La science économique académique fonctionne également comme un club dans lequel les membres existants élisent de nouveaux membres. Les membres existants contrôlent l'entrée dans le club par le biais du système de titularisation. Ils contrôlent également les revues d'élite qui ont une incidence sur la diffusion des idées et la visibilité professionnelle ; ils contrôlent la production de nouveaux docteurs en économie qui influencent les allégeances intellectuelles et l'ouverture d'esprit des économistes de la génération suivante ; et ils contrôlent le cursus d'apprentissage, son programme, son manuel qui pèsent sur la façon dont la société conçoit l'économie et les connaissances revendiquées de l'économie traditionnelle. Ces leviers sont de puissants moyens pour écarter et réprimer les idées de ceux qui ne partagent pas les croyances des membres du club.

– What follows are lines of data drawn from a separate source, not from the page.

PR #2446, opened 2023-01-11
Fix missing messages in thread pagination

nuno-vieira:
### 🔗 Issue Links
N/A

### 🎯 Goal
Fix the issue spotted in 4.26.0 QA, where some paginations would be missing from Threads.

### 🛠 Implementation
For now, we are disabling the batchSize implementation until we update how we refresh the objects which don't contain changes to minimize the risk of the release

### 🧪 Manual Testing Notes
1. Open Release 4.26.0 Channel
2. Open the first thread
3. Leave the thread
4. Comeback to the thread
5. All pages should be loaded

### ☑️ Contributor Checklist

### DIFF
--- a/Sources/StreamChat/Controllers/MessageController/MessageController.swift
+++ b/Sources/StreamChat/Controllers/MessageController/MessageController.swift
@@ -300,18 +300,22 @@ public extension ChatMessageController {
             return
         }
 
-        let lastLocalMessageId: () -> MessageId? = {
-            self.replies.last { !$0.isLocalOnly }?.id
-        }
-
-        let lastMessageId = messageId ?? lastFetchedMessageId ?? lastLocalMessageId()
-
         let pageSize = limit ?? repliesPageSize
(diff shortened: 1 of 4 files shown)


Sources/StreamChat/Controllers/MessageController/MessageController.swift
```diff
@@ -300,18 +300,22 @@ public extension ChatMessageController {
             return
         }
 
-        let lastLocalMessageId: () -> MessageId? = {
```
polqf, line 303: Any reason why we got rid of this? I guess `lastFetchedMessageId` should be the right source of truth, right?

polqf (approved):

Sources/StreamChat/Controllers/MessageController/MessageController.swift
nuno-vieira: Yea exactly, if we don't have it, it means we are fetching the first page

PR #2459, opened 2023-01-20
WIP Custom attachments v2

nuno-vieira:
This is a proof of concept to make it easier to handle custom attachments on the customer side. 

#### How to use
This is what a customer would need to do to add support for async attachment uploads:
1. Create the custom attachment payload and make sure to implement `func updateRemoteUrl(url:)`
```swift
extension AttachmentType {
    static var workout: Self = "workout"
}

struct WorkoutAttachmentPayload: AttachmentPayload {
    static var type: AttachmentType = .workout

    var imageURL: URL?
    var caloriesBurned: Int

    mutating func updateRemoteUrl(_ url: URL) {
        imageURL = url
    }
}
```
2. Register the custom attachment payload in `ChatClient`
```swift
ChatClient.shared.registerCustomAttachment(with: WorkoutAttachmentPayload.self)
```

#### Implementation

The basic idea is to change the `typealias AnyChatMessageAttachment` from `ChatMessageAttachment<Data>` to `ChatMessageAttachment<Any>`. Where instead of storing the Payload as `Data`, the idea is to store it as a type of `Payload: AttachmentPayload`. With this change, we can add common properties/functions to the `AttachmentPayload` protocol and update the payload data as needed.

This requires quite a few changes internally, and it adds a little bit of complexity, but with the advantage of making it really easy to add support for new custom attachments for the customer, but also for our own new attachments in the future.

**The new flow of `ChatMessageAttachment.payload` -> `AttachmentDTO.payload`:**
```mermaid
flowchart LR
    Any:AttachmentPayload-- asDTO -->Data
```
**The new flow of  `AttachmentDTO.payload` -> `ChatMessageAttachment.payload`:**
```mermaid
flowchart LR
    Data --> |asModel| Resgistered{Payload Registered?}
    Resgistered -->|Yes| A[Decoded to AttachmentPayload]
    Resgistered -->|Fallback| D[Remains Data]
    A -->|whenFetched| B[Casted to AttachmentPayload]
    D -->|whenFetched| C[Decoded to AttachmentPayload]
```

The 2nd flow diagram is important since it describes the fallback in case the customer does not register their custom attachment payload. If this is the case, the Attachment Model continues having the payload as `Data` and whenever it is accessed it is decoded to the custom payload type.

This new approach even has performance improvements, at least when fetching the attachments from the models, since at this stage, we only do a casting, instead of decoding it every time.

#### Caveats
- In theory, it is a breaking change since we are updating the typealias `AnyChatMessageAttachment` from `ChatMessageAttachment<Data>` to  `ChatMessageAttachment<Any>`, but in practice, this should not have any impact on the customer code base, so for that reason, I think this minor "breaking change" is worth it.
- The implementation relies a lot on existential types, so it means we would bump the min swift version to 5.6, which we are already only supporting officially since we only compile the project with Xcode 13.4+. We could also hide this feature behind a swift 5.6 compiler flag, but I think it would add a lot of complexity.
- Using existential types, and relying on typecasting, indeed adds a bit of complexity and unsafeness, but as long as we make sure we only have 1 place for each transformation (Model <-> DTO), it should be fine.

### DIFF
--- a/Sources/StreamChat/Database/DTOs/AttachmentDTO.swift
+++ b/Sources/StreamChat/Database/DTOs/AttachmentDTO.swift
@@ -151,12 +151,24 @@ private extension AttachmentDTO {
 }
 
 extension AttachmentDTO {
+    static var decoders: [AttachmentType: (Data) throws -> Any] = [:]
+
+    static func register<Payload: AttachmentPayload>(_ payloadType: Payload.Type) {
+        decoders[Payload.type] = { data in
+            try JSONDecoder.stream.decode(Payload.self, from: data)
+        }
+    }
+
     /// Snapshots the current state of `AttachmentDTO` and returns an immutable model object from it.
     func asAnyModel() -> AnyChatMessageAttachment {
-        .init(
+        // If a decoder is registered, we decode here. This is mandatory for attachments which are updated automatically
+        // when the remote url is available. As a fallback, it will use Data, and will only be parsed in
+        // the attachment model using `attachment(payloadType:)` function.
+        let payload = (try? Self.decoders[attachmentType]?(data)) ?? data
+        return .init(
             id: attachmentID,
             type: attachmentType,
-            payload: data,
+            payload: payload,
             uploadingState: uploadingState
         )
     }
--- a/Sources/StreamChat/Models/Attachments/AnyAttachmentPayload.swift
+++ b/Sources/StreamChat/Models/Attachments/AnyAttachmentPayload.swift
@@ -6,9 +6,22 @@ import Foundation
 
 /// A protocol an attachment payload type has to conform in order it can be
 /// attached to/exposed on the message.
-public protocol AttachmentPayload: Codable {
+public protocol AttachmentPayload: Codable, Equatable {
     /// A type of resulting attachment.
     static var type: AttachmentType { get }
+
+    /// Update the url of the attachment with the remote one.
+    /// This function will be called once an attachment has successfully uploaded.
+    /// - Parameter url: The remote url of the attachment.
+    mutating func updateRemoteUrl(_ url: URL)
+}
+
+public extension AttachmentPayload {
+    mutating func updateRemoteUrl(_ url: URL) {
+        // Implement this function to update the remote URL of the attachment.
+        // This function will be called when the attachment was successfully uploaded,
+        // in case the attachment was added to a message lazily.
+    }
 }
 
 /// A type-erased type that wraps either a local file URL that has to be uploaded
@@ -105,7 +118,7 @@ public extension AnyAttachmentPayload {
             .flatMap { try JSONEncoder.stream.encode($0.asAnyEncodable) }
             .flatMap { try JSONDecoder.stream.decode([String: RawJSON].self, from: $0) }
 
-        let payload: AttachmentPayload
+        let payload: any AttachmentPayload
         switch attachmentType {
         case .image:
             payload = ImageAttachmentPayload(
--- a/Sources/StreamChatUI/ChatMessageList/ChatMessageListView+DiffKit.swift
+++ b/Sources/StreamChatUI/ChatMessageList/ChatMessageListView+DiffKit.swift
@@ -50,6 +50,35 @@ extension ChatMessage: Differentiable {
             && localState == source.localState
             && isFlaggedByCurrentUser == source.isFlaggedByCurrentUser
             && readBy.count == source.readBy.count
-            && allAttachments == source.allAttachments
+            && allAttachments.map(\.uploadingState) == source.allAttachments.map(\.uploadingState)
+            && areEqual(allAttachments.map(\.payload), source.allAttachments.map(\.payload))
+    }
+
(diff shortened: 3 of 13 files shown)


Sources/StreamChat/Database/DTOs/AttachmentDTO.swift
```diff
@@ -151,12 +151,24 @@ private extension AttachmentDTO {
...
+        }
+    }
+
     /// Snapshots the current state of `AttachmentDTO` and returns an immutable model object from it.
     func asAnyModel() -> AnyChatMessageAttachment {
-        .init(
+        // If a decoder is registered, we decode here. This is mandatory for attachments which are updated automatically
+        // when the remote url is available. As a fallback, it will use Data, and will only be parsed in
+        // the attachment model using `attachment(payloadType:)` function.
+        let payload = (try? Self.decoders[attachmentType]?(data)) ?? data
```
nuno-vieira, line 167: This is basically the flow of the 2nd diagram. The code is a bit hard to read as it stands, so I'll make it easier to read when cleaning it up.

Sources/StreamChat/Models/Attachments/AnyAttachmentPayload.swift
```diff
@@ -6,9 +6,22 @@ import Foundation
 
 /// A protocol an attachment payload type has to conform in order it can be
 /// attached to/exposed on the message.
-public protocol AttachmentPayload: Codable {
+public protocol AttachmentPayload: Codable, Equatable {
```
nuno-vieira, line 9: Maybe this could be a potential breaking change as well, if for some reason the custom attachment payload of the customer is not automatically equitable (very unlikely as well)

Sources/StreamChatUI/ChatMessageList/ChatMessageListView+DiffKit.swift
```diff
@@ -50,6 +50,35 @@ extension ChatMessage: Differentiable {
...
+            return other.isExactlyEqual(self)
+        }
+        return self == other
+    }
+
+    private func isExactlyEqual(_ other: any Equatable) -> Bool {
+        guard let other = other as? Self else {
+            return false
+        }
+        return self == other
```
nuno-vieira, line 82: After some research, this was the only was to compare to `any Equatable` types. Kinda odd that `any Equatable` are actually not comparable 😅

Sources/StreamChat/Models/Attachments/AnyAttachmentPayload.swift
```diff
@@ -6,9 +6,22 @@ import Foundation
...
     /// A type of resulting attachment.
     static var type: AttachmentType { get }
+
+    /// Update the url of the attachment with the remote one.
+    /// This function will be called once an attachment has successfully uploaded.
+    /// - Parameter url: The remote url of the attachment.
+    mutating func updateRemoteUrl(_ url: URL)
```
martinmitrevski, line 16: The method name's a bit confusing - it doesn't update the remote url, but the attachment url with the remote one.
Maybe sth like this would be better: `updateAttachmentUrl(_ remoteUrl: URL)`?

Sources/StreamChat/Models/Attachments/AnyAttachmentPayload.swift
```diff
@@ -6,9 +6,22 @@ import Foundation
...
+}
+
+public extension AttachmentPayload {
+    mutating func updateRemoteUrl(_ url: URL) {
```
martinmitrevski, line 20: What happens if a customer doesn't implement this method? How does this compare with the current behaviour?

Sources/StreamChat/Models/Attachments/AnyAttachmentPayload.swift
```diff
@@ -105,7 +118,7 @@ public extension AnyAttachmentPayload {
             .flatMap { try JSONEncoder.stream.encode($0.asAnyEncodable) }
             .flatMap { try JSONDecoder.stream.decode([String: RawJSON].self, from: $0) }
 
-        let payload: AttachmentPayload
+        let payload: any AttachmentPayload
```
martinmitrevski, line 121: I have some doubts about using existential types - might be too soon. Swift 5.6 is still new-ish, so not sure if we should start introducing them in the codebase.

Sources/StreamChatUI/ChatMessageList/ChatMessageListView+DiffKit.swift
martinmitrevski: That actually makes sense tbh, you need to make sure that the type is the same first.

martinmitrevski (commented):
Will provide more comments internally.

Sources/StreamChat/Models/Attachments/AnyAttachmentPayload.swift
nuno-vieira: Nothing happens

nuno-vieira:
Closing this one for now. We will re-evaluate later or when v5 comes.

PR #2474, opened 2023-02-02
Replace ChannelListVC with SplashVC on startup

ipavlidakis:
### 🔗 Issue Links

[Github Ticket](https://github.com/GetStream/ios-issues-tracking/issues/307)

### 🎯 Goal

Fix crash on Example Apps.

### 📝 Summary

The SplashViewController acts as a mediator, where a simple loading indicator is presented to the user, while we are connecting the demo user with the ChatClient.

### 🛠 Implementation

On successful completion of user's connection, the window is updated with the channelList. 
On failure an error message will be presented with the options either to Cancel or Retry. On Retry the connectUser flow will be triggered again, while on Cancel the screen will be updated with some information about the not connected user and action to trigger the connectUser flow.

### 🧪 Manual Testing Notes

- Run any of the Example Apps
- The app should run successfully with no crash on startup

### ☑️ Contributor Checklist

### 🎁 Meme
meme


Examples/MessengerClone/SceneDelegate.swift
```diff
@@ -11,14 +11,57 @@ class SceneDelegate: UIResponder, UIWindowSceneDelegate {
...
+        activityIndicatorView.startAnimating()
+        activityIndicatorView.center = view.center
+        view.addSubview(activityIndicatorView)
+        
+        ChatClient.shared.connectUser(
+            userInfo: userInfo,
+            token: token
+        ) { [weak self] error in
+            if let error {
+                fatalError("Failed to connect user.(\(error.localizedDescription)")
```
martinmitrevski, line 59: We shouldn't crash if there's an error. Would be nicer to show an alert.

Examples/MessengerClone/SceneDelegate.swift
```diff
@@ -11,14 +11,57 @@ class SceneDelegate: UIResponder, UIWindowSceneDelegate {
...
+            window.rootViewController = SplashViewController { [unowned window] in
+                window.rootViewController = UIHostingController(rootView: MessengerChatChannelList())
+            }
             self.window = window
             window.makeKeyAndVisible()
         }
     }
 }
+
+private final class SplashViewController: UIViewController {
```
martinmitrevski, line 26: We could add the same `SplashViewController` to multiple targets, instead of copying the code.

martinmitrevski (commented):
Nice start 👍 We just need to make sure that we're not crashing when connect fails and also try to avoid code duplication for the splash VC.

Examples/MessengerClone/SceneDelegate.swift
ipavlidakis: What is the best place to have shared components like this one?

martinmitrevski: We can add a `Shared` folder under `Examples` and put the common code there.

Examples/Shared/SplashViewController.swift
```diff
@@ -0,0 +1,79 @@
...
+    private func presentAlert(
+        with error: Error
+    ) {
+        let alertController = UIAlertController(
+            title: "Error",
+            message: error.localizedDescription,
+            preferredStyle: .alert
+        )
+        
+        alertController.addAction(.init(
```
martinmitrevski, line 64: Just one more thing here: If the connection fails, and the user cancels, we would end up with endless spinner. Maybe just switch the spinner to a label with an error message if that happens?

ipavlidakis: Updated with one step further. Added a message and a button to restart the connectUser flow. Let me know your thoughts

Examples/Shared/SplashViewController.swift
```diff
@@ -0,0 +1,125 @@
...
+
+final class SplashViewController: UIViewController {
+    private let userInfo: UserInfo
+    private let token: Token
+    private let completionHandler: () -> Void
+    
+    private lazy var activityIndicatorView: UIActivityIndicatorView = .init(style: .large)
+    private lazy var cancellationLabel: UILabel = {
+        let label = UILabel()
+        label.text = "No connected use found.\nTap the button below to try connect the user with id \(userInfo.id)."
```
martinmitrevski, line 17: "use" -> "user"

Examples/Shared/SplashViewController.swift
martinmitrevski: great, even better 👍

martinmitrevski (approved):
Nice work 👍  Just one typo in the label, no need for re-review.

Examples/Shared/SplashViewController.swift
ipavlidakis: Good catch. Updated and i'll open it for review once the checks are finished. Thanks :)

nuno-vieira (approved):
LGTM! 🎉

PR #2476, opened 2023-02-06
[Fix]Crash on Demo when user creates channel

ipavlidakis:
### 🎯 Goal

The app is crashing due to a race condition that is happening while the tableView updates its contents and the SearchController updates its users state.

We want to fix the race condition and effectively update the UI without crashing.

### 📝 Summary

When the user is trying to create a new channel and type back and forth queries on the search box the Demo app is crashing.

### 🛠 Implementation

The issue is being caused because the SearchController state (that asynchronously fetches users) is the same as the UI state in the CreateChatViewController. The solution to the problem is to decouple the 2 states and only rely on the delegate calls from the SearchController to update the users state in the CreateChatViewController and thus update the UI.

### 🧪 Manual Testing Notes

1. Open the Create Channel
2. Wait until the user list is populated
3. Type something in the search box
4. While the activityIndicator is visible, delete the text in the search box
5. Repeat

### ☑️ Contributor Checklist

### 🎁 Meme

meme

### DIFF
--- a/DemoApp/Screens/Create Chat/CreateChatViewController.swift
+++ b/DemoApp/Screens/Create Chat/CreateChatViewController.swift
@@ -72,9 +72,7 @@ class CreateChatViewController: UIViewController {
 
     var searchController: ChatUserSearchController!
 
-    var users: [ChatUser] {
-        searchController.userArray
-    }
+    var users: [ChatUser] = []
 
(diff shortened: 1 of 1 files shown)


martinmitrevski (approved):
LGTM ✅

Au lieu de quoi, au mieux, la profession traditionnelle sélectionne des idées qu'elle emprunte de manière sélective à ses critiques et tente de capter ses idées et de les incorporer à son propre discours. Toutefois ce processus de capture et d'incorporation prend la forme d'une économie suivant les préceptes de Tancredi dans « Le Guépard » de Visconti (Palley, 2013), « pour que tout reste comme avant, il faut que tout change ». Ainsi, la possibilité d'une stagnation est incorporée et expliquée comme étant le résultat d'un incident technique dans le mécanisme du marché, mais sans que les fondements profonds de la théorie néolibérale ne dussent être modifiés. Dans le même temps, nulle référence n'est faite aux travaux déjà existants d'économistes critiques et de leurs analyses de la phase de stagnation, dans la mesure où cela les légitimerait. Il s'agit là d'un moyen de capturer et de remodeler une idée, sans que d'autres perspectives ou d'autres économistes ne soient légitimés.
Conclusion : les dangereuses conséquences involontaires de la mort du pluralisme
dans la science économique
Les conditions politiques actuelles font écho à celles des années 1930, où l'économie alimente le mécontentement et la colère politiques. Les difficultés et les déceptions économiques ont été les principaux facteurs à l'origine du succès de Donald Trump aux États-Unis et de Marine Le Pen en France ainsi que du Brexit au Royaume-Uni.
Ces conditions soulignent la nécessité d'une discussion franche et ouverte sur l'économie, de sorte à comprendre ce qui n'a pas fonctionné et à identifier ce qui devrait être réformé. Néanmoins cela ne s'est pas produit, quarante années de domination néolibérale ayant détruit le pluralisme dans les sciences économiques, atrophié les compréhensions populaires de l'économie et mit un frein au débat économique de la société. Au lieu d'ouvrir un débat parvenir à une évaluation des explications concurrentes fondée sur des preuves, la science économique dominante a produit une série de rustines qui ne concernent pas le cœur de son modèle théorique. Cela a permis aux décideurs politiques et aux politiciens en place de justifier le fait de conserver le statu quo politique.
Que les choses soient bien claires. La critique adressée à la plupart des économistes du courant dominant ne porte ni sur des valeurs, ni ou sur leur supposé conservatisme. De nombreux économistes de ce courant dominant partagent les mêmes valeurs que ceux qui le critiquent et qui sont proches du keynésianisme structurel. Par ailleurs, ce courant de pensée a mis à jour et modifié ses idées en réponse aux défis posés par la crise financière et la stagnation. La critique porte plutôt sur la pratique intellectuelle de la science économique dominante, qui a remplacé le pluralisme par un monopole néoclassique. Ce monopole limite le débat autour de la politique économique, contribuant de fait au blocage de la politique et des politiques nécessaires pour répondre à cette période politique précaire.